What this task involves:
Exactly as written, transcribe each record below.

________________

PR #1092, opened 2022-06-17
Python airflow integration

kannon92:
Airflow Integration

https://github.com/G-Research/armada/issues/1063


kannon92:
https://github.com/G-Research/armada/issues/1137

third_party/airflow/tox.ini
```diff
@@ -0,0 +1,73 @@
...
+deps = 
+    poetry
+whitelist_externals = 
+    poetry 
+    bash
+commands =
+    poetry install -v
+    poetry run pytest tests/unit
+    # This executes the dag files in examples but really only checks for imports and python errors
+    bash -c "find examples/ -maxdepth 1 -type f | xargs poetry run python3"
```
jayofdoom, line 18: nit: if you added a `-name *.py`, you might save someone an annoying problem in the future :)

jayofdoom (commented):
Almost all my comments are mere suggestions or nits -- I see nothing major here except maybe that the `poetry.lock` file looks wrong, but I suspect we just shouldn't commit it.

docs/python_airflow_operator.md
```diff
@@ -0,0 +1,197 @@
+---
```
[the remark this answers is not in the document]
kannon92: Yea I like a followup.  I need to write an actual user doc on how to use airflow and our operator.  So i will come back to this once we are happy with everything.

third_party/airflow/armada/operators/armada.py
```diff
@@ -0,0 +1,97 @@
...
+            raise AirflowException("Armada has issues submitting job")
+        job_state, job_message = search_for_job_complete(
+            job_service_client=self.job_service,
+            queue=self.queue,
+            job_set_id=self.job_set_id,
+            airflow_task_name=self.name,
+            job_id=job_id,
+        )
+        armada_logger.info(
+            f"Armada Job finished with {job_state} and message: {job_message}"
```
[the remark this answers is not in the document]
kannon92: Interesting!  Thank you for that.  So fstrings execute but interpolation doesn't?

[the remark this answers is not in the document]
jayofdoom: I'll note this depends on the logging library, but in any I've looked at in python, it checks the log level first and will not interpolate the fields unless it's actually going to log it. This can (sadly) have a real performance difference on python -- it probably doesn't matter for the client, but it's good to know and a good practice to get into (using the log libraries' built-in interpolation.

If you're just using an f-string, it's going to have the fields inserted before the library is even called.

third_party/airflow/poetry.lock
```diff
@@ -0,0 +1,2943 @@
+[[package]]
```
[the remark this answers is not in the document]
jayofdoom: I think that's more of an opinion as to how to package things; if we include it for the client we should be consistent here -- but are you 100% certain the lockfile committed here is sane? It seemed to have a lot of unrelated packages listed in the extras section.

third_party/airflow/tests/unit/armada_client_mock.py
```diff
@@ -0,0 +1,35 @@
+from google.protobuf import empty_pb2
```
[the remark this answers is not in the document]
kannon92: I think I'll leave it for now then.

third_party/airflow/examples/bad_armada.py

________________

Answer to this problem:
PR #1092, opened 2022-06-17
Python airflow integration

kannon92:
Airflow Integration

https://github.com/G-Research/armada/issues/1063


kannon92:
https://github.com/G-Research/armada/issues/1137

third_party/airflow/tox.ini
```diff
@@ -0,0 +1,73 @@
...
+deps = 
+    poetry
+whitelist_externals = 
+    poetry 
+    bash
+commands =
+    poetry install -v
+    poetry run pytest tests/unit
+    # This executes the dag files in examples but really only checks for imports and python errors
+    bash -c "find examples/ -maxdepth 1 -type f | xargs poetry run python3"
```
jayofdoom, line 18: nit: if you added a `-name *.py`, you might save someone an annoying problem in the future :)

jayofdoom (commented):
Almost all my comments are mere suggestions or nits -- I see nothing major here except maybe that the `poetry.lock` file looks wrong, but I suspect we just shouldn't commit it.

docs/python_airflow_operator.md
```diff
@@ -0,0 +1,197 @@
+---
```
[the remark this answers is not in the document]
kannon92: Yea I like a followup.  I need to write an actual user doc on how to use airflow and our operator.  So i will come back to this once we are happy with everything.

third_party/airflow/armada/operators/armada.py
```diff
@@ -0,0 +1,97 @@
...
+            raise AirflowException("Armada has issues submitting job")
+        job_state, job_message = search_for_job_complete(
+            job_service_client=self.job_service,
+            queue=self.queue,
+            job_set_id=self.job_set_id,
+            airflow_task_name=self.name,
+            job_id=job_id,
+        )
+        armada_logger.info(
+            f"Armada Job finished with {job_state} and message: {job_message}"
```
[the remark this answers is not in the document]
kannon92: Interesting!  Thank you for that.  So fstrings execute but interpolation doesn't?

[the remark this answers is not in the document]
jayofdoom: I'll note this depends on the logging library, but in any I've looked at in python, it checks the log level first and will not interpolate the fields unless it's actually going to log it. This can (sadly) have a real performance difference on python -- it probably doesn't matter for the client, but it's good to know and a good practice to get into (using the log libraries' built-in interpolation.

If you're just using an f-string, it's going to have the fields inserted before the library is even called.

third_party/airflow/poetry.lock
```diff
@@ -0,0 +1,2943 @@
+[[package]]
```
[the remark this answers is not in the document]
jayofdoom: I think that's more of an opinion as to how to package things; if we include it for the client we should be consistent here -- but are you 100% certain the lockfile committed here is sane? It seemed to have a lot of unrelated packages listed in the extras section.

third_party/airflow/tests/unit/armada_client_mock.py
```diff
@@ -0,0 +1,35 @@
+from google.protobuf import empty_pb2
```
[the remark this answers is not in the document]
kannon92: I think I'll leave it for now then.

third_party/airflow/examples/bad_armada.py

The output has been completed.